### Aim of the task
Look through the material below and show every line with the word "approved".

Data to examine: Begin

PR #761, opened 2021-09-20
Fix chart/svg drawing issue for Safari

arsengit:
Fixed chart/svg width and height properties
---
- Update min height for table and chart components (Metrics/Params)


KaroMourad (approved):
lgtm

PR #766, opened 2021-09-21
Implement store column resized width value

VkoHov:
- Added updateColumnWidth method to paramsAppModel, runsAppModel and metricsAppModel
- Implement column width value storing in Params, Runs and Metrics pages
- Implement reset width functionality


rubenaprikyan (approved):
Looks good!

PR #768, opened 2021-09-21
Rename, Refactor, Remove, Restyle, Rewrite

mahnerak:
This PR introduces to number of changes, including renaming, refactoring of (mainly) `aim.storage` abstractions, removal of obsolete code, fixing type-compatibilities, removing unnecessary dependencies, moving some implementations to a more reasonable abstraction layer.

Changes include:
* Documentations for `Container`s,
* Renaming Storage base classes (including `Container` -> `RocksContainer`, `ContainerView` -> `Container`, etc.),
* Getting rid of unnecessary `aimrocks` dependencies,
* Separate implementations `delete` and `delete_range`
   (Previously `delete` was actually removing the range and there was no pure `delete` op),
* More generic `set`, `delete`, `delete_range` operations supporting batched writes,
* `delete_range` now supports `[begin, end)`, not just `prefix`-ed ones
   (The previous implementation was featuring some higher-level concepts we wanted to avoid),
* Get value _with defaults_ interface for `Container`s,
* Completely getting rid of `iterlevel`
   (Originally designed to be used by `TreeView.keys()` but `Container.walk()` made it obsolete),
* Fixing type-compatibility of implementations with interfaces,
* Avoiding ugly shortcuts like `E_encode_path`

More modifications are coming in the next PR.


aim/storage/rockscontainer.py
```diff
@@ -0,0 +1,489 @@
...
+    ) -> aimrocks.WriteBatch:
+        """Creates a new batch object to store operations in before executing
+        using :obj:`RocksContainer.commit`.
+
+        The operations :obj:`RocksContainer.set`, :obj:`RocksContainer.delete`,
+        :obj:`RocksContainer.delete_range` are supported.
+
+        See more at :obj:`RocksContainer.commit`
+        """
+        return aimrocks.WriteBatch()
```
alberttorosyan, line 402: here we expose rocksdb-specific object to outer world. maybe it will make sense to return some wrapper instead 🤔 ?

alberttorosyan: I do understand the batch is just passed to set/delete methods and commit, but it's still accessible to "outer world"

mahnerak: Right now we implicitly define the `protocol` in `Container` docs:
https://github.com/aimhubio/aim/blob/cdc0360568af879d52c1e332f1d1ca538ef00f42/aim/storage/container.py#L112-L118
Not sure about wrapping the batch object. Instead, we can define the interface / protocol, and annotate the return type of `Container.batch()` and the argument of `Container.commit()` with that.

aim/sdk/repo.py
```diff
@@ -192,10 +192,10 @@ def _get_container(
         if container is None:
             path = os.path.join(self.path, name)
             if from_union:
-                container = UnionContainer(path, read_only=read_only)
+                container = RocksUnionContainer(path, read_only=read_only)
```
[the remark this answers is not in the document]
mahnerak: @alberttorosyan This is a great idea, (2) especially to prepare the codebase before the stable v3.0.0 possible to (dynamically) use different containers.
For example, to have a more optimized `Container` implementation for `seqs` / `metrics`, and the newer versions will autodetect the container format (instead of using a certain implementation based on the `VERSION`)

As we only touch the SDK as part of our renaming process, let's skip these modifications (2) and refactor them in a different PR.

aim/storage/rockscontainer.py
```diff
@@ -0,0 +1,489 @@
...
+        self._db = None
+        self._lock = None
+        self._wait_if_busy = wait_if_busy  # TODO implement
+        self._lock_path: Optional[Path] = None
+        self._progress_path: Optional[Path] = None
+        if not self.read_only:
+            self.writable_db
+        # TODO check if Containers are reopenable
+
+    @property
```
mihran113, line 63: @mahnerak  I think there's a need to document properties as well, as it would make clear what's the exact difference between  db and writable_db

gorarakelyan (approved):
looks great

aim/sdk/repo.py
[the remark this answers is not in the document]
alberttorosyan: Marking this as resolved. Will have a separate conversation and task for this.

aim/storage/rockscontainer.py
alberttorosyan: same here

aim/storage/rockscontainer.py
mihran113: marking this resolved as well, as @mahnerak assured that this would be done in a separate PR (for rocks specific documentation)

mihran113 (approved):

PR #775, opened 2021-09-22
Sub app division for apis and static files

mihran113:
Use separate sub apps for apis and static-files endpoints to avoid double zipping for static files (only apis sub app will have GZIPMiddleware)


alberttorosyan (approved):
Looks good

PR #777, opened 2021-09-22
Fix chart tooltip positioning

KaroMourad:
Fix: 
 - there are some cases when tooltip hide active point

### DIFF
--- a/aim/web/ui/src/components/ChartPanel/ChartPanel.tsx
+++ b/aim/web/ui/src/components/ChartPanel/ChartPanel.tsx
@@ -1,4 +1,4 @@
-import React, { useRef } from 'react';
+import React from 'react';
 import { Grid, PopoverPosition, GridSize, Typography } from '@material-ui/core';
 import _ from 'lodash-es';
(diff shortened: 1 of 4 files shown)


aim/web/ui/src/components/ChartPanel/ChartPanel.tsx
```diff
@@ -17,6 +17,7 @@ import {
 } from 'types/utils/d3/drawHoverAttributes';
 
 import './ChartPanel.scss';
+import getPositionBasedOnOverflow from '../../utils/getPositionBasedOnOverflow';
```
VkoHov: Change it to the absolute path.

VkoHov (approved):

aim/web/ui/src/components/ChartPanel/ChartPanel.tsx
KaroMourad: it unused import i remove it , thanks

VkoHov (approved):

PR #1350, opened 2026-06-19
Fix primary on-chain registration

GabrielePicco:
## Summary
- Treat standalone and primary replication modes as validators that manage on-chain registration.
- Spawn the existing primary on-chain setup for ephemeral primary nodes after replication starts.
- Start recurring fee claims for primary validators using the same primary/standalone eligibility predicate.
- Allow primary nodes through unregister eligibility while replicas remain excluded.

## Root cause
Primary replication mode started the replication service but skipped `spawn_primary_onchain_setup`, which was only called for standalone validators. After enabling primary registration, the recurring fee-claim task also needed to use the same primary/standalone eligibility instead of the older standalone-only gate.

## Validation
- `cargo test -p magicblock-api magic_validator::tests`
- `cargo check -p magicblock-api`


bmuddha (approved):
lgtm

PR #1353, opened 2026-06-22
fix: skip ephemeral account evictions

### LINKED ISSUE #1302: bug:  prevent ephemeral accounts from being evicted

thlorenz:
## Summary

Prevent chainlink from submitting `EvictAccount` for local ephemeral accounts when account-removal notifications are processed.

CLOSES: #1302

### magicblock-chainlink

- Extends the removal preflight to treat ephemeral bank accounts as protected state, alongside delegated and undelegating accounts.
- Documents the key invariant directly in the code: ephemeral accounts are local-validator state and must not update on base chain, so dropping the remote subscription cannot make the local ephemeral bank state stale.
- Adds regression coverage for delegated, undelegating, ephemeral, and normal account-removal behavior so only normal accounts are evicted.

## Summary by CodeRabbit

* **Bug Fixes**
  * Ephemeral bank accounts are now protected from eviction, ensuring proper account lifecycle management alongside delegated accounts.

### DIFF
--- a/magicblock-chainlink/src/chainlink/mod.rs
+++ b/magicblock-chainlink/src/chainlink/mod.rs
@@ -288,19 +288,24 @@ impl<T: ChainRpcClient, U: ChainPubsubClient, V: AccountsBank, C: Cloner>
 
         task::spawn(async move {
             while let Some(pubkey) = removed_accounts_rx.recv().await {
-                // Pre-flight check: skip if delegated/undelegating
+                // Pre-flight check: skip if delegated/undelegating/ephemeral
                 // (the processor enforces this too, but this avoids
-                // the overhead of building and submitting a doomed tx)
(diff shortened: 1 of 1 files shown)


snawaz (approved):
Thanks. 

Looks good to me!

bzawisto (approved):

Data to examine: End

### Reply
KaroMourad (approved):
rubenaprikyan (approved):
gorarakelyan (approved):
mihran113 (approved):
alberttorosyan (approved):
VkoHov (approved):
VkoHov (approved):
bmuddha (approved):
snawaz (approved):
bzawisto (approved):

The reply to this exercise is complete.